Some of the contributors are beginners; several are pros. The latter lent their talent to my project to help get it off the ground, to lend credence to the zine. Pros like Robert J. Sawyer, Eileen Kernaghan, and Rhea Rose; award winners all. And Casey J. Wolf, who’s well known on the West Coast, and Karl Johanson, editor of Neo-opsis magazine. I’m very grateful for their help. Lifts the standards of Polar Borealis well above my usual fanzines. Should go a long way toward convincing potential readers PB actually IS a semi-pro mag well worth checking out.

So how many beginners’ stories did I reject? Employing my incredibly competent standards?
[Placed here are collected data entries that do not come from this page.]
PR #846, opened 2026-08-01
Scheduled task titles + Automations UX; live report status indicators + real-time sort; bump 0.0.505

yochze:
## What

Scheduled tasks had no name of their own — lists, notifications, and spawned run-reports all borrowed the host report&#39;s title, which breaks down with multiple schedules per report and reads as &#34;Untitled Report&#34; in notifications. This PR gives scheduled tasks a real title end-to-end and brings the Automations lists (Scheduled + Triggers tabs) to the same UX.

### Backend
- New nullable `scheduled_prompts.title` column (migration `sptitle01`, based on `297905a87c8a`). No backfill: every read site falls back `title → report title → prompt snippet`, so existing rows are unchanged.
- Create/update schemas + service accept `title` (explicit empty string clears it); run notifications say `&#34;&#34; ran` and spawned run-reports are named ` — `.
- `GET /scheduled-prompts` gains `status=all|active|paused`; search now matches task titles as well as report titles.
- AI tools: `create_scheduled_task` now **requires** a short title (the agent uses the user&#39;s wording or generates a 2–5 word name); `edit_scheduled_task` can rename. The `` context block and the conversation-history tool digests include the title so follow-up turns can reference tasks by name.

### Frontend
- **Scheduled tab**: title as the card headline (schedule + last run below), per-row active/paused toggle (optimistic, reverts on failure), and All | Active | Paused filter tabs.
- **Triggers tab**: matched to the same layout — trigger name as headline, search, All | Active | Paused tabs (client-side; the owner-scoped list is unpaginated), and the static badge replaced by the same pause/resume toggle via partial `PUT /triggers/{id}`.
- Schedule modal gains a title field (create + edit); shared task card and in-chat tool cards show titles.
- New i18n keys in all 10 locales.

## Also included — live report status indicators (merged from #848)

Merged at 86a89be per maintainer request; full design/evidence write-up in #848's description.

- **Per-report live status badges** on every list surface (sidebar, /reports, project pages, home cards): spinner while running, pulsing amber when the run is **waiting for the user** (clarify form / tool approval), amber for errored-since-last-look, blue dot for unread activity, nothing when read + idle. Precedence: awaiting → running/queued → error+unread → unread.
- **Real-time re-sort**: reports jump to the top of lists the moment new activity lands, no refresh.
- **New pipeline**: per-user `report_views` watermark (migration `rptview01`), `GET /reports/activity` snapshot, `POST /reports/{id}/viewed`, and `GET /reports/activity/stream` — an authenticated per-user SSE feed backed by a per-worker DB watcher (~2s tick, runs only while subscribed, diffs and fans out changes; correct across uvicorn workers because the DB is the bus).
- **Removes the old report WebSocket stack** — it was unauthenticated and dropped events for clients on other workers; the agent's same-worker steering fast path survives as `app/streaming/completion_event_bus.py`. Report-page cross-tab refresh now rides the activity stream.
- **Scale-validated** (harness in `backend/tests/load/`): 100 users / 100 concurrent SSE streams / 500 reports flipping state in one transaction, LLM mocked as direct DB transitions — 0 dropped events across 100k deliveries, single-change delivery ~1.1s to all clients, mass-burst p95 3.7s.
- Alembic: no-op merge revision `mrgheads04` joins the `rptview01` and `whproj01` heads.

## Release
- Bump to **0.0.505** with a combined changelog entry for both features.

## Tests
- `tests/unit/test_scheduled_task_tool.py`, `tests/unit/test_scheduled_prompt_cron.py` — 46 passed (updated for the required tool title + digest).
- `tests/e2e/test_scheduled_prompt.py` — 14 passed (title optional at the API layer, existing flows unchanged).
- `tests/e2e/test_report_activity.py` — 8 passed (state derivation, per-user unread, clarify pause, watcher tick emit/dedup, org scoping, stream auth).
- Merged tree verified: report-activity + scheduled-prompt + queue/steer suites green (26 passed).

https://claude.ai/code/session_01H25niwxrRCDkvyX1WZeo8Q


yochze:
### CI: `e2e-tests (sqlite)` failure was pre-existing — fixed here

`test_daily_usage_series_groups_events_by_day_and_zero_fills` failed with `assert 142 == 42`. Not caused by this PR: it reproduces on a clean `origin/main` worktree (`f6d40f1`).

**Root cause — it only fails on the 1st of the month** (today). The test seeds an "earlier day" event of 100 tokens at:

```python
earlier = max(window_start.date(), today - td(days=3))
```

When the month window starts today, `earlier` collapses onto `today`, so those 100 tokens land in today's bucket and it totals 142 instead of 42. The matching *assertion* is already guarded with `if earlier != today:` — only the seeding wasn't, so the event still got written. Fixed by guarding the seed the same way; the test now passes on any calendar date (18/18 in the file).

### Also pushed: trigger setup redesigned around the delivery URL

Follow-up work in the same automations area, verified end-to-end in a local sandbox (real backend + Nuxt + live Haiku run):

- **Secret-URL is now the default auth mode.** The previous default (token header) 401s every provider that can only be handed a link — Intercom, Zapier, cron jobs.
- **The delivery URL is visible from the moment the modal opens.** "New trigger" provisions an inactive trigger up front, so there's no create-vs-edit mode and no duplicate-create bug.
- **An inactive trigger records deliveries instead of 404ing**, so setup can confirm the event actually arrived and show the payload to write the task against. A 4xx there also makes senders auto-disable the endpoint, which would leave a paused trigger silently dead after resume.
- **GET/HEAD on the delivery URL return 200** without a DB hit — providers probe the endpoint before accepting it, and answering differently for real vs bogus tokens would leak which tokens exist.
- **Rotation in secret-URL mode mints a new path token.** Rotating only the signing secret left a leaked URL fully working.
- Inbound webhook events in a session expand to show the delivery (body + headers, credential-bearing headers stripped).

Plus one more latent bug: `create_scheduled_prompt` pinned `is_active=True` while the create schema advertised the field, and registered the cron job regardless — a task created paused would have fired.

Local: 94 passed across `test_triggers`, `test_scheduled_prompt`, `test_scheduled_spawn_routing`, `test_scheduled_task_tool`, `test_scheduled_prompt_cron`, `test_usage_limits`.

---

yochze:
### `integration-data-sources` failure is a Docker Hub flake, not the diff

Both failures on run [30696765977](https://github.com/bagofwords1/bagofwords/actions/runs/30696765977/job/91360864192) are testcontainers failing to pull its reaper image:

```
docker.errors.APIError: 500 Server Error for
http+docker://localhost/v1.48/images/create?tag=0.8.1&fromImage=testcontainers%2Fryuk:
Internal Server Error ("Get "https://registry-1.docker.io/v2/": context deadline exceeded")
```

`test_data_source_connection[postgresql]` and `[mysql]` never got a container; the 2 tests that don't need one passed. The commit under test (`3485825`) changes a Vue prop and 10 locale JSON files — nothing that can reach Docker or a data-source client.

Needs a re-run of that job; I don't have permission to trigger one from here (`rerun-failed-jobs` → 403). `integration-llms` is green on the same commit; `e2e-tests` (sqlite + postgres) and `playwright-tests` are still running and I'll report back when they land.

---

yochze:
### `e2e-tests (sqlite)` failure: clock-dependent test, fixed

`test_refresh_on_view_single_flights_once_the_gate_opens` failed with `assert False is True` — not caused by this PR's changes, but worth fixing rather than re-running, because it will recur.

The test takes two views and expects the second to be turned away by the claim the first spent. The claim key is a wall-clock bucket:

```python
bucket = int(time.time() // window_seconds * window_seconds)   # window = REFRESH_ON_VIEW_MIN_INTERVAL_SECONDS = 300
```

so both views have to land inside the same 5-minute bucket. Start near a bucket edge and the second view gets a *fresh* claim, wins it, genuinely reruns, and `skipped` is legitimately `False`. The failure landed at 13:47 on a heavily-loaded runner, which is exactly when the gap between the two calls is widest.

Fixed by parking until the current window has room before the first view (waits only when <10s remain, so ~3% of runs pay a few seconds). Same class as the daily-usage failure earlier in this PR: the assertion was correct, the setup was clock-dependent.

Locally: 7/7 in `test_report_refresh_on_view.py`.

Note this failure was reported against `5b2a7769`, which is now four commits behind — `033e3179` carries the fix and a fresh run is underway.

---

Well, none, actually. They all struck me as pretty darn good, all of them exploring interesting ideas in interesting ways. All of them different, too. Quite a variety.
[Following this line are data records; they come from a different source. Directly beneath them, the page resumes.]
PR #850, opened 2026-08-01
feat(mcp): reference MCP tools from instructions; govern native registration per org

yochze:
Instructions can now be linked to an MCP tool the same way they are linked to a table, and native MCP tool registration moves from a deployment env var to a per-org setting that engages adaptively on catalog size.

Both existed as *intent* already — the `connection_tool` reference type has been in the model since #769, and native registration since #797 — but the first was unreachable from either instruction-authoring surface, and the second could only be switched on by editing deployment environment variables for the whole instance.

_No linked issue — raised in conversation while auditing per-agent MCP tool controls._

---

## Executive summary

**For a customer running a large MCP catalog (e.g. an ERP connector with 40+ tools), two things were broken.**

1. **They could not teach the agent how to use a tool.** Knowledge about a tool — "always pass the company code", "this endpoint needs a date range" — is exactly what instructions exist to capture. The product advertises tool references (the mention picker offers them, the data model stores them, chips render for them), but on both instruction-authoring surfaces the link either could not be selected at all or was silently discarded on save. A customer would author the guidance, see it accepted, and get an agent that never received it — with no error to explain why.

2. **The efficiency win for large catalogs was locked behind ops.** Native registration measured at half the planner turns and 57% fewer context bytes on a 60-tool catalog. Reaching it required a deployment env change applying to every org on the instance — not something an admin could evaluate, enable for their workspace, or roll back.

---

### 4a — Product/UX impact: linking an instruction to a tool

```mermaid
flowchart TB
    subgraph BEFORE["❌ Before"]
        direction TB
        A1["Admin scopes instruction<br/>to agent with MCP tools"] --> A2["References picker<br/><b>lists tables only</b>"]
        A1 --> A3["Types @get_contract_deliverable<br/>in the text"]
        A2 --> A4["Saves"]
        A3 --> A4
        A4 --> A5(["Reference silently dropped<br/><b>agent never receives the guidance</b>"])
    end
    subgraph AFTER["✅ After"]
        direction TB
        B1["Admin scopes instruction<br/>to agent with MCP tools"] --> B2["Picker lists tables<br/><b>+ the agent's enabled tools</b>"]
        B1 --> B3["Types @get_contract_deliverable<br/>in the text"]
        B2 --> B4["Saves"]
        B3 --> B4
        B4 --> B5(["connection_tool reference persisted<br/>chip shown, survives reload"])
    end
    style A5 fill:#fee,stroke:#c00,color:#000
    style A2 fill:#fee,stroke:#c00,color:#000
    style B5 fill:#efe,stroke:#0a0,color:#000
    style B2 fill:#efe,stroke:#0a0,color:#000
```

### 4b — Technical mechanism

**(i) Why the reference was dropped** — two independent causes, one per surface:

```mermaid
flowchart LR
    subgraph KE["KnowledgeExplorer (agents page)"]
        K1["refOptions built from<br/>agentTables only"] --> K2["every added id hardcoded<br/>object_type='datasource_table'"]
        K3["@mention fires<br/>mention-selected"] --> K4["<b>no handler</b>"]
        K4 --> K5["save body sends<br/>draft.references only"]
        K5 --> K6(["tool never in payload"])
    end
    subgraph GM["Global instruction modal"]
        G1["options fetched<br/><b>once on mount</b>"] --> G2["scope set to agent<br/><i>after</i> mount"]
        G2 --> G3["backend returns tools<br/>only when scoped —<br/>stale list has none"]
        G3 --> G4["validateSelectedReferences<br/>filters against stale list"]
        G4 --> G5(["tool reference deleted"])
    end
    style K6 fill:#fee,stroke:#c00,color:#000
    style G5 fill:#fee,stroke:#c00,color:#000
    style K4 fill:#fee,stroke:#c00,color:#000
```

**(ii) Native registration: one decision, two consumers.** Making the decision depend on a *count* created a new hazard — if the planner and the `<mcp_tools>` renderer computed it independently they could disagree, and a tool's schema would land in both places (wasteful) or in **neither** (stranding the agent on a `search_mcps` round trip):

```mermaid
flowchart TB
    S["org settings<br/>enable_mcp_native_tools<br/>threshold=12 · max=60"] --> R
    E["BOW_MCP_NATIVE_TOOLS<br/><i>overrides both ways</i>"] -.-> R
    R{{"native_tools_enabled(settings, effective_count)"}}
    R -->|"count &ge; 12"| N["planner: one native tool each<br/><b>schema in tools array</b>"]
    R -->|"count &lt; 12"| G["gateway: execute_mcp<br/><b>schema inlined in &lt;mcp_tools&gt;</b>"]
    B["builder resolves ONCE,<br/>report-wide, then stamps<br/>each agent section"] --> R
    B --> RD["renderer reads the stamp,<br/><b>never recomputes</b>"]
    style N fill:#efe,stroke:#0a0,color:#000
    style G fill:#efe,stroke:#0a0,color:#000
    style RD fill:#eef,stroke:#00a,color:#000
```

---

## Reviewer decision box

| | |
|---|---|
| **Risk** | Medium — one intended behavior change ships on by default (see below); the instruction-reference fixes are additive. |
| **Blast radius** | Instruction authoring on 2 surfaces; MCP tool registration + `<mcp_tools>` rendering for **every org** with ≥12 effective MCP/custom-API tools. Orgs below the threshold are unaffected. |
| **Behavior change (intended)** | **Yes.** Native MCP registration previously required `BOW_MCP_NATIVE_TOOLS=1`; it now defaults **on** for reports with ≥12 effective tools. Backed by the benchmark in #797 (level at 12 tools, 2× better at 60). Admins can switch it off per-org; the env var still overrides in both directions. |
| **Verified ✅** | 44 backend unit tests observed passing post-merge (registry, schema placement, reference scoping), incl. defaults read through the real `OrganizationSettings`. `KnowledgeExplorer.vue` compiles (`@vue/compiler-sfc`). No DB migration needed — defaults resolve from the schema when the key is absent (pinned by test). |
| **NOT verified ⚠️** | No live UI/e2e run of either instruction surface. No live-LLM validation of native mode after this refactor. Full `tests/unit/` sweep was started but **interrupted before completion — not observed**; only the targeted suites below were. Frontend has no test runner exercise beyond the compile check. |
| **Where to look first** | `mcp_tool_registry.native_tools_enabled()` and `schema_context_builder._apply_native_mcp_decision()` — these two **must** agree for the same report, or schemas land twice or nowhere. Then the default in `organization_settings_schema.py` (this is the line that flips behavior for existing orgs). |

---

## Evidence / KPI

| Metric | Result |
|---|---|
| Merge with `origin/main` (23692f9) | Clean, no conflicts |
| `test_mcp_tool_registry.py` + `test_mcp_native_schema_placement.py` + `test_instruction_tool_references.py` | **44 passed**, 0 failed — observed post-merge |
| Adjacent context/render suites (powerbi, agent-status, source-metadata, file-source, inactive-tables, ds-dropped, execute-mcp-routing) | **40 passed**, 0 failed — observed pre-merge, after the final render fix |
| `KnowledgeExplorer.vue` SFC parse + script + template compile | Pass |
| Full `tests/unit/` sweep | ⚠️ **Not observed** — run interrupted |
| Failures attributable to this PR | **0 observed.** No pre-existing noise to attribute away in the suites that were run — every one was green, so no attribution appendix is needed. |
| New tests added | 16 (8 settings/threshold resolution, 2 real-`OrganizationSettings` defaults, 5 schema-placement contract, 1 backend reference scoping) |

One regression was **self-introduced and caught by the new tests**: replacing the renderer's local `native_on` left a dangling reference on the `elif` branch (`NameError` on every `<mcp_tools>` render with a non-inlined catalog). `test_mcp_native_schema_placement.py` failed on it before it reached the commit — it is fixed in 054deff.

---

## Context map

**Key files**

| Path | Role |
|---|---|
| `backend/app/ai/tools/mcp_tool_registry.py` | The decision primitive: `native_tools_enabled(settings, count)`, budget, threshold, env override |
| `backend/app/ai/context/builders/schema_context_builder.py` | `_apply_native_mcp_decision()` — resolves report-wide, stamps each section |
| `backend/app/ai/context/sections/tables_schema_section.py` | Renderer; reads the `native_mcp` stamp, never recomputes |
| `backend/app/schemas/organization_settings_schema.py` | The 3 new lab settings + their defaults |
| `frontend/components/KnowledgeExplorer.vue` | Agents-page authoring: `refOptions`, `onEditorMention` |
| `frontend/components/InstructionGlobalCreateComponent.vue` | Global modal: re-fetch options on scope change |

**Convention this PR establishes**

- A tunable that changes agent behavior belongs in `OrganizationSettings` as a `FeatureConfig` (`is_lab=True` while it soaks), **not** an env var. Env stays as a deployment escape hatch that overrides in both directions.
- When a decision is consumed by more than one component, resolve it **once** at the level that owns the scope and pass the result down. Do not let two components recompute the same predicate from different inputs.
- Reference-type handling (`object_type`) must be carried from the option that produced it — never hardcoded at the insertion site.

**Commits by role**

| SHA | Role |
|---|---|
| `9e12029` | Fix — global modal: re-fetch reference options when scope changes |
| `5859ba4` | Fix + feature — KnowledgeExplorer: tools in the picker, mentions captured |
| `054deff` | Feature + refactor — org settings, adaptive threshold, single-source decision |
| `b53126a` | Merge `origin/main` |

**Follow-ups (deliberately out of scope)**

- **Tool-linked instructions are stored and displayed, but not yet used at runtime.** Table references get retrieval boosting and a `tables="…"` attribute in context; `connection_tool` references get neither. Wiring them in — surfacing an instruction next to its tool's schema at planning time, and/or on the tool result — is the natural next step and the reason most people want the link.
- Native registration past `mcp_native_tools_max` leaves the remainder on the gateway with no inline schema. Harmless today (the inline cap is 40 and the budget is 60, so the overflow regime never inlined anyway), but it is a real edge if either number is retuned.
- The adaptive threshold (12) is taken from the #797 benchmark's "level at 12, 2× at 60" datapoints. It is a reasonable interpolation, not a measured optimum.

---

### Root cause — instruction → tool references

Two unrelated defects, one per surface, both silent:

- **KnowledgeExplorer** (`/agents`): `refOptions` was assembled purely from `agentTables`, and `refIds`'s setter stamped `object_type: 'datasource_table'` on every id it received. There was no path by which a tool could enter the list. Separately, the editor's `mention-selected` event had **no handler here**, while `save` sends only `draft.references` — so @-mentioning anything, tool *or table*, produced no reference row on this surface at all.
- **Global modal**: options are fetched once in `onMounted`. The backend returns `connection_tool` rows only when the request carries a data-source scope (`instruction_service.py:4053`, deliberate — tools resolve per agent through the overlay). Scoping the instruction *after* the modal opened left a tool-less list, and the `selectedDataSources` watcher then ran `validateSelectedReferences()` against it, deleting any tool reference the user had added by mention.

The backend was correct throughout — `test_instruction_tool_references.py` calls `get_available_references` scoped to an agent with MCP tools and gets them back. That test is kept as the regression guard.

### Approach — native registration

Roads not taken:

- **Flip the env var default to on.** Simplest, but leaves the control at instance granularity and gives small-catalog orgs a new code path for no measured benefit.
- **A string-enum setting (`auto`/`on`/`off`).** The settings UI renders booleans as toggles and numbers as inputs; a string falls through to a free-text box. A bool + an integer threshold expresses the same three modes with affordances the UI already has.
- **Thread the actually-registered tool names into the renderer** so it could inline schemas for exactly the budget overflow. Strictly more correct, but requires plumbing planner state into context building; the current cap arithmetic makes the gap unreachable, so it is recorded as a follow-up rather than built.

The threshold is measured on **effective** tools — enabled for the agent via the `DataSourceConnectionTool` overlay and not policy-denied for the requesting user — not on everything the servers advertise, so a catalog that is mostly disabled does not drag the report over the line.

### Scope

Tool *policy* and *enablement* semantics are untouched: the org → per-agent overlay → per-user preference stack and `allow`/`ask`/`deny`/`auto` resolve exactly as before, and native calls are still rewritten onto the `execute_mcp` path so identity forwarding, materialization and audit stay on one code path.

---
_Generated by [Claude Code](https://claude.ai/code/session_01PMKSRWZEkFMoK3w8zYUZFN)_


yochze:
## CI: `e2e-tests (sqlite)` was red — pre-existing, fixed in 4175e17

`test_daily_usage_series_groups_events_by_day_and_zero_fills` failed with `assert 42 == 142`. **Not caused by this PR** — the file is untouched by the rest of the branch (`git diff origin/main...HEAD -- backend/tests/e2e/test_usage_limits.py` is empty). It fails on `main` and on every open branch, but only on the **1st of the month**, which today is.

### Root cause: two fixes for the same flake landed today and contradict each other

| Commit | Time (UTC) | What it changed | Effect on the 1st |
|---|---|---|---|
| `05f08f2` | 10:14 | **Seeding** — skips the 100-token event when `earlier` collapses onto today | today's bucket holds **42** |
| `b257e64` | 14:33 | **Assertion** — expects `142 if earlier == today` | test demands **142** |

Each is self-consistent on its own. Composed, the test seeds 42 and asserts 142. `b257e64`'s message notes it was "surfaced on this PR's CI run dated Aug 1" — the same calendar trigger, fixed from the other end, without the seeding guard being visible yet.

### Fix

Kept `05f08f2`'s seeding guard — it also guards the `if earlier != today` assertions on the earlier-day bucket just below, so it's the half that describes the whole test — and dropped the collapsed-total branch from the assertion.

### Evidence (run locally on 2026-08-01)

```
without the change:  E  assert 42 == 142      1 failed
with the change:                              1 passed
```

Reproduced by stashing only this hunk, so the before/after differ in exactly that expression.

### Note for reviewers

This is an unrelated test-only fix riding along in a feature PR, which I'd normally avoid. Including it because the failure blocks this PR and every other PR opened today, and it disappears by itself tomorrow — which would leave the contradiction in the tree to resurface on 1 September. Happy to split it into its own PR if you'd rather land it separately and rebase this one.

---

The thing to bear in mind is that I publish what I like, and everything in the first issue meets that criteria. None of them exhibited editorial red flags on first reading. Here and there I spotted words that didn’t fit or serve any useful purpose, and these I cut. I suggested a few changes. Overall I did not pull a J.W. Campbell and “have at it.” I didn’t have to. Each story, and they vary widely in style, is suitable to itself. That’s a good thing.

On the other hand, I suck at grammar. Been faking it for years. So recently I pulled out four handy-dandy grammar guides I’d been hiding in my den closet, including the famous “The Elements of Style” by William Strunk Jr., and began boning up on the subject.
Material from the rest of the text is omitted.